Your CCW information will come up any time an agency runs your drivers license. In some places this means when the officer comes up to your door, he may treat you differently than if he thought you were unarmed. In some states you are required to inform the officer that you are armed. This is a trap. If he has ran your license, he knows you are armed. If you don't inform him that you are armed, and he finds out that you are armed, he can charge you with failing to inform him, and the state can revoke your permit. 

When I was a Deputy people would sometimes inform me that they were armed, although in Arizona is wan't required. I would tell them that I didn't know anybody who wasn't armed, and treated everybody accordingly. 

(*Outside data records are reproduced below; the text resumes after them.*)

PR #1187, opened 2020-01-29
Update HttpApiHandler to work with AllowSynchronousIO = false (#1085)

### LINKED ISSUE #1178: Fix Functions V3 async deserialization in Durable extension V1
- [x] Port [this fix](https://github.com/Azure/azure-functions-durable-extension/pull/1085) to V1. Anyone using bundles V1 (which will be the default for some time) will still be using Durable V1. 
- [x] Release an updated extension bundle that contains this fix.

ConnorMcMahon:
Functions V3 now uses .NET Core 3.1. Starting in .NET Core 3.0, AllowSynchronousIO defaults to false. Therefore, we needed to change our JSON deserialization logic in the Start Orchestration API to avoid synchronous stream reads

Fixes #1178

### DIFF
--- a/src/WebJobs.Extensions.DurableTask/HttpApiHandler.cs
+++ b/src/WebJobs.Extensions.DurableTask/HttpApiHandler.cs
@@ -5,7 +5,6 @@ using System;
 using System.Collections.Generic;
 using System.Collections.Specialized;
 using System.Diagnostics;
-using System.IO;
 using System.Linq;
 using System.Net;
 using System.Net.Http;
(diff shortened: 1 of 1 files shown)


src/WebJobs.Extensions.DurableTask/HttpApiHandler.cs
```diff
@@ -483,15 +482,10 @@ private static int GetIntQueryParameterValue(NameValueCollection queryStringName
                 DurableOrchestrationClientBase client = this.GetClient(request);
 
                 object input = null;
-                if (request.Content != null)
+                if (request.Content?.Headers?.ContentLength != 0)
```
cgillum: This is actually not fully correct. It should be this (I've made this change in another PR):
```suggestion
                if (request.Content != null && request.Content.Headers.ContentLength != 0)
```

PR #1197, opened 2020-02-03
Update WaitForExternalEvent to use CancellationTokens

### LINKED ISSUE #1041: WaitForExternalEvent uncancellable timer fix was dropped from v2.0
Opening a new bug to track this; original bug was #816.

@ConnorMcMahon / @cgillum Sadly, it looks like my original change for #816 was completely blown away shortly after getting merged into dev, and none of it ended up getting included in the v2 release. ☹️

As best as I can tell, it looks like the fault lies with 780749d3a3fbbc648b04e71e2d17afc1efe789d4; there were tons of merge conflicts, but no work appears to have been done to actually resolve most of them, instead just ignoring them.

Trying to replay that merge locally yields the following:
```
You have unmerged paths.
  (fix conflicts and run "git commit")
  (use "git merge --abort" to abort the merge)

Changes to be committed:

        modified:   .github/ISSUE_TEMPLATE/bug_report.md
        new file:   .github/ISSUE_TEMPLATE/feature_request.md
        new file:   .github/ISSUE_TEMPLATE/new-release-template.md
        modified:   samples/v1/javascript/package-lock.json
        modified:   samples/v1/javascript/package.json

Unmerged paths:
  (use "git add/rm <file>..." as appropriate to mark resolution)

        both modified:   samples/v1/precompiled/VSSample.csproj
        deleted by us:   src/WebJobs.Extensions.DurableTask/DurableOrchestrationContext.cs
        deleted by us:   src/WebJobs.Extensions.DurableTask/DurableOrchestrationContextBase.cs
        both modified:   src/WebJobs.Extensions.DurableTask/DurableTaskExtension.cs
        deleted by us:   src/WebJobs.Extensions.DurableTask/DurableTaskOptions.cs
        both modified:   src/WebJobs.Extensions.DurableTask/Listener/TaskOrchestrationShim.cs
        both modified:   src/WebJobs.Extensions.DurableTask/Microsoft.Azure.WebJobs.Extensions.DurableTask.xml
        both modified:   src/WebJobs.Extensions.DurableTask/WebJobs.Extensions.DurableTask.csproj
        both modified:   test/Common/DurableTaskEndToEndTests.cs
        both modified:   test/Common/TestHelpers.cs
        both modified:   test/Common/TestOrchestrations.cs
        both modified:   test/FunctionsV1/WebJobs.Extensions.DurableTask.Tests.V1.csproj
```

What's the right plan of action here?  Apologies for not noticing this sooner, I thought you were going to attempt a v1.8.4 release prior to shipping v2.0. ☹️

AtOMiCNebula:
Rebased original fix from #816 that was lost in the run-up to v2.0.

Previously, `WaitForExternalEvent` when invoked with a specified timeout value would create a Timer instance that was uncancelable by the surrounding orchestration.  This could have the practical effect of making orchestrations hang until either the event was received (causing the timer to be cancelled) or the timeout was reached (because the timer expired).

This change adds overloads for `TimeSpan`-accepting overloads of `WaitForExternalEvent` that allow providing a `CancellationToken`, which the calling orchestration can cancel if it no longer intends to wait for the event to be raised.

Fixes #1041

### DIFF
--- a/src/WebJobs.Extensions.DurableTask/ContextInterfaces/IDurableOrchestrationContext.cs
+++ b/src/WebJobs.Extensions.DurableTask/ContextInterfaces/IDurableOrchestrationContext.cs
@@ -223,12 +223,13 @@ namespace Microsoft.Azure.WebJobs.Extensions.DurableTask
         /// </remarks>
         /// <param name="name">The name of the event to wait for.</param>
         /// <param name="timeout">The duration after which to throw a TimeoutException.</param>
+        /// <param name="cancelToken">The <c>CancellationToken</c> to use for cancelling <paramref name="timeout"/>'s internal timer.</param>
         /// <typeparam name="T">Any serializeable type that represents the JSON event payload.</typeparam>
         /// <returns>A durable task that completes when the external event is received.</returns>
         /// <exception cref="TimeoutException">
         /// The external event was not received before the timeout expired.
         /// </exception>
-        Task<T> WaitForExternalEvent<T>(string name, TimeSpan timeout);
+        Task<T> WaitForExternalEvent<T>(string name, TimeSpan timeout, CancellationToken cancelToken);
 
         /// <summary>
         /// Waits asynchronously for an event to be raised with name <paramref name="name"/> and returns the event data.
@@ -240,10 +241,11 @@ namespace Microsoft.Azure.WebJobs.Extensions.DurableTask
         /// <param name="name">The name of the event to wait for.</param>
         /// <param name="timeout">The duration after which to return the value in the <paramref name="defaultValue"/> parameter.</param>
         /// <param name="defaultValue">The default value to return if the timeout expires before the external event is received.</param>
+        /// <param name="cancelToken">The <c>CancellationToken</c> to use for cancelling <paramref name="timeout"/>'s internal timer.</param>
         /// <typeparam name="T">Any serializeable type that represents the JSON event payload.</typeparam>
         /// <returns>A durable task that completes when the external event is received, or returns the value of <paramref name="defaultValue"/>
         /// if the timeout expires.</returns>
-        Task<T> WaitForExternalEvent<T>(string name, TimeSpan timeout, T defaultValue);
+        Task<T> WaitForExternalEvent<T>(string name, TimeSpan timeout, T defaultValue, CancellationToken cancelToken);
 
         /// <summary>
         /// Acquires one or more locks, for the specified entities.
--- a/test/Common/DurableTaskEndToEndTests.cs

Be sure you know which states honor your permit. There are people sitting in jail, who drove across a state line to go shopping were stopped for a traffic violation and ended up in big trouble.


----------



## muleskinner2 (Oct 7, 2007)

GREENCOUNTYPETE said:


> you do identify yourself as a gun owner with a ccw. but if you purchased a hunting license other than archery you have already done that.
> I have guns purchased new including recently. I am a certified RSO , I am well known by the state as a firearms instructor for the state at times. not to much added risk for me
> 
> also your posting here on an open forum that you have guns
> ...


What he said.


----------



## Rodeo's Bud (Apr 10, 2020)

Here if you have a ccw you go to the front of the background check. From 3,356 of 3,356 to 1 of 3,356. From a weekbor more due to backlog to moments.

So, there is that.

I sure wish I had some guns. It is too hard to get any now.


----------



## TripleD (Feb 12, 2011)

Rodeo's Bud said:


> Here if you have a ccw you go to the front of the background check. From 3,356 of 3,356 to 1 of 3,356. From a weekbor more due to backlog to moments.
> 
> So, there is that.
> 
> I sure wish I had some guns. It is too hard to get any now.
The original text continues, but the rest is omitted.